▸ YOUR GOAL: If a line below contains the word "returns", count it. Please give the total and nothing else.

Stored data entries

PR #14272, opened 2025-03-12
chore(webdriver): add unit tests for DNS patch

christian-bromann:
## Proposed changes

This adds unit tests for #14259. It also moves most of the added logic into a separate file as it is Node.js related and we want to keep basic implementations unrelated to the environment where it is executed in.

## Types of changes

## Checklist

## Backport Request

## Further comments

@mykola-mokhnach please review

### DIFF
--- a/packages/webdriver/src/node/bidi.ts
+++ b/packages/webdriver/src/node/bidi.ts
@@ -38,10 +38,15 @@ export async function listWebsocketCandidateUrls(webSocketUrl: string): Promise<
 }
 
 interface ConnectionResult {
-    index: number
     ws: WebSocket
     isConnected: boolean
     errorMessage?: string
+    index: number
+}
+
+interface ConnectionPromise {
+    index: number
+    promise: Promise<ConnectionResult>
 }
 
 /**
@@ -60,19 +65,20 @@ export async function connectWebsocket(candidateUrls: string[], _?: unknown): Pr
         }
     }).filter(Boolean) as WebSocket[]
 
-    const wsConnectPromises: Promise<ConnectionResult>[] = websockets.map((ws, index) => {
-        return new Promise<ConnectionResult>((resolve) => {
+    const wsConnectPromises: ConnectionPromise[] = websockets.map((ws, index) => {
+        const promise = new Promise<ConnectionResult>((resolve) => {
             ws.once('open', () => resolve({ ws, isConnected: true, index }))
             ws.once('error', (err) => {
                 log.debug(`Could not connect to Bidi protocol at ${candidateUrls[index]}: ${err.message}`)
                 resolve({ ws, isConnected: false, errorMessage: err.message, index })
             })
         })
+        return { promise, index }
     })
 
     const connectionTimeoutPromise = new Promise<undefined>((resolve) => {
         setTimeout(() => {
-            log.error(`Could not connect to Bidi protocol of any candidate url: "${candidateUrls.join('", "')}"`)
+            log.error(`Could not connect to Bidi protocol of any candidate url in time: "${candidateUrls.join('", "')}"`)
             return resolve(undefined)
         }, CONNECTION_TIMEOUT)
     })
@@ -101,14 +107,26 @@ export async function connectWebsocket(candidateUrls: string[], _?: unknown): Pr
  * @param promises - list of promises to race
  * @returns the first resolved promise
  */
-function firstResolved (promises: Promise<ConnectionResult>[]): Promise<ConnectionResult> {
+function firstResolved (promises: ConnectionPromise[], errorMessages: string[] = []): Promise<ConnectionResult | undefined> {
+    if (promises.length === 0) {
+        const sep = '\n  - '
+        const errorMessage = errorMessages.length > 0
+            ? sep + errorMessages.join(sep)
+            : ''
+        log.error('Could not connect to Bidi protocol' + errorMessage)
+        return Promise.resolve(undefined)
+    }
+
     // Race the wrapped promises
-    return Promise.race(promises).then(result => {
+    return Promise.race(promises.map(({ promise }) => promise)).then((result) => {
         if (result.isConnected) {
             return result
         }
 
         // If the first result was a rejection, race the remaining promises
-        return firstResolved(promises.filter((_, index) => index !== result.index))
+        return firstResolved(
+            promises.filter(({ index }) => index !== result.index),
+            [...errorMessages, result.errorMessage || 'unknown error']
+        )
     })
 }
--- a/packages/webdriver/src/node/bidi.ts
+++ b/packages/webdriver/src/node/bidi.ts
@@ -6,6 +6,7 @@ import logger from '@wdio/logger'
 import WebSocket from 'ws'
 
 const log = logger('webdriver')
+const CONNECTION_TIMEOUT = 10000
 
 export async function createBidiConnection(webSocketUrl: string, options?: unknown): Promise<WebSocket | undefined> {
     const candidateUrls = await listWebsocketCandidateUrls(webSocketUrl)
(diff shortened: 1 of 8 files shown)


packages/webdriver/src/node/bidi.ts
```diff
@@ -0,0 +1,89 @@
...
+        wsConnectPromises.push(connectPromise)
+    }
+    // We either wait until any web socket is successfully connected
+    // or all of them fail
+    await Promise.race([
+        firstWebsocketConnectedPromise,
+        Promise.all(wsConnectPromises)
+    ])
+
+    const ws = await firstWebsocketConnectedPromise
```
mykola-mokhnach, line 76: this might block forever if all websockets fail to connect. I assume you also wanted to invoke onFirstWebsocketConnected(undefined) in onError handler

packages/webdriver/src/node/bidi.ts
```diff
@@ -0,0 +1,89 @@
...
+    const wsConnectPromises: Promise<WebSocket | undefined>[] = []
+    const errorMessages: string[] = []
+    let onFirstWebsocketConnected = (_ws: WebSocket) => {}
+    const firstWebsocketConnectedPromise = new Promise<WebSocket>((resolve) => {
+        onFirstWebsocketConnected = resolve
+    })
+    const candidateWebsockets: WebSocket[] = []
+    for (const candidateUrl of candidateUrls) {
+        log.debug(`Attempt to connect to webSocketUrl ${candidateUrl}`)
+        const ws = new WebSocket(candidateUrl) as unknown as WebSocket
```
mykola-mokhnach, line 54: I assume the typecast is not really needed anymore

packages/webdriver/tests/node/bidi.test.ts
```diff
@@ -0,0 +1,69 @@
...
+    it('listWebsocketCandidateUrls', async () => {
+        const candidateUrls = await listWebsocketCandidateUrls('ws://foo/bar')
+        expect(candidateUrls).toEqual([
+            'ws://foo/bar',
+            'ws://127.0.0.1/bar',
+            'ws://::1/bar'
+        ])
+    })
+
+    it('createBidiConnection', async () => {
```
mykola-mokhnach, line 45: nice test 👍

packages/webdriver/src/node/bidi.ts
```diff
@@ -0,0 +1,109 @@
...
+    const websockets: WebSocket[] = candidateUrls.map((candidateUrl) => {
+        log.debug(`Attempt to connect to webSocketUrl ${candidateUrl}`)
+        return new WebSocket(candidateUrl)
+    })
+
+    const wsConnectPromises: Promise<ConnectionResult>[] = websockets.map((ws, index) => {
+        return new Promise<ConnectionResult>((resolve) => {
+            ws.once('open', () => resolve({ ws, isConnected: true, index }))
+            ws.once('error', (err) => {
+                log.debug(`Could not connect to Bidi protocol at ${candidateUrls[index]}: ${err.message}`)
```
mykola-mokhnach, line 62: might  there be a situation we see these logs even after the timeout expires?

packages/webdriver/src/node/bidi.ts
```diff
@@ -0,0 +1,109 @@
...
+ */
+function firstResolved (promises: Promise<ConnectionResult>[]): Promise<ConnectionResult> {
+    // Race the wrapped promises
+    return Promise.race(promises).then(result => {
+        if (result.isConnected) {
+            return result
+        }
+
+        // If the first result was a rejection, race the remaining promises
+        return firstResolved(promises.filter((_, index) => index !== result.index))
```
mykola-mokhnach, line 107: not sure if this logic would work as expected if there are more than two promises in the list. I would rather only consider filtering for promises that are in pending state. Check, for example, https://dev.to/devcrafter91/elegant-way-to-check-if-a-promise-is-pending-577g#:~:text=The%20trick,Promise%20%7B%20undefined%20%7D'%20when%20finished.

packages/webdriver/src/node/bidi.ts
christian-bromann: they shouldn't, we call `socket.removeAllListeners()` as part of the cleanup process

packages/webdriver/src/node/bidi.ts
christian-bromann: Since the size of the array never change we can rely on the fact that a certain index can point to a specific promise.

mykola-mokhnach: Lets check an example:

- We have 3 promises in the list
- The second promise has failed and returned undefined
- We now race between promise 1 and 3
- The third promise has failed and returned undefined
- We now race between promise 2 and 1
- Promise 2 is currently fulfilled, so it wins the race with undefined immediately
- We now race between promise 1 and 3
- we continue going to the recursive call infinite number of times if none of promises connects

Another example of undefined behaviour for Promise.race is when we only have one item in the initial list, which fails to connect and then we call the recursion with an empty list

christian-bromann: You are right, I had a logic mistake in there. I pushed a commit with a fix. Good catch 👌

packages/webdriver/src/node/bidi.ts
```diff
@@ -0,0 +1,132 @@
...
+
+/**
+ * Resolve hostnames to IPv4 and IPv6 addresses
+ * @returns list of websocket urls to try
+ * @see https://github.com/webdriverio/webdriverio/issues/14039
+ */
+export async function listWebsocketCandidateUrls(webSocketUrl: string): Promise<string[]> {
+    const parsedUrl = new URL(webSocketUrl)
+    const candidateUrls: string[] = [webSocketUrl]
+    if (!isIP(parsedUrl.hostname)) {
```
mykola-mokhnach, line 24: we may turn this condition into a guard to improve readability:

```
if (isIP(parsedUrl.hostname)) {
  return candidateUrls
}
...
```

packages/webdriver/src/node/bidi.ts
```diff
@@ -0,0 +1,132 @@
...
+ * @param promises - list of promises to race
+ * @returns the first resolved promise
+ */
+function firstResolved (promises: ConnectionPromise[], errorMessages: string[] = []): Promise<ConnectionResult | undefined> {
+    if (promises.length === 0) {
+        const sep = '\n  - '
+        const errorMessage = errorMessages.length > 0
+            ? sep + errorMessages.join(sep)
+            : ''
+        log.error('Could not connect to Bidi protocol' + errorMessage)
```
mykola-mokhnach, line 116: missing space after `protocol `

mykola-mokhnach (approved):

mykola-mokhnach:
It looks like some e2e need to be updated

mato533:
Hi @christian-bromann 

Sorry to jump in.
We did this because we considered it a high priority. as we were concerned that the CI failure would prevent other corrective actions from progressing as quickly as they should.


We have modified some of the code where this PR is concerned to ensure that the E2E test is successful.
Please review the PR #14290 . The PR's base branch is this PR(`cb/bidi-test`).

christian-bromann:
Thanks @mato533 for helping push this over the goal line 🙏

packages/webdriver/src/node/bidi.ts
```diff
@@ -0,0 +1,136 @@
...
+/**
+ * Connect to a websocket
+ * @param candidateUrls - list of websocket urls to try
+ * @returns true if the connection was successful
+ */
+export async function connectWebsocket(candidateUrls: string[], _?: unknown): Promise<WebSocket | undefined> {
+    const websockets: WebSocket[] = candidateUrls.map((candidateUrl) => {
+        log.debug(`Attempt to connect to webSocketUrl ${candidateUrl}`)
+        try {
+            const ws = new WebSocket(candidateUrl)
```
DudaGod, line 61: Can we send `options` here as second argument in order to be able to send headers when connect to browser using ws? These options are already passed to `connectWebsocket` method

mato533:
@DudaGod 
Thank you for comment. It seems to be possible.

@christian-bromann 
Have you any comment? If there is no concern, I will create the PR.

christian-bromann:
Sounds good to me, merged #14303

▸ ANSWER TO THIS PROBLEM: 4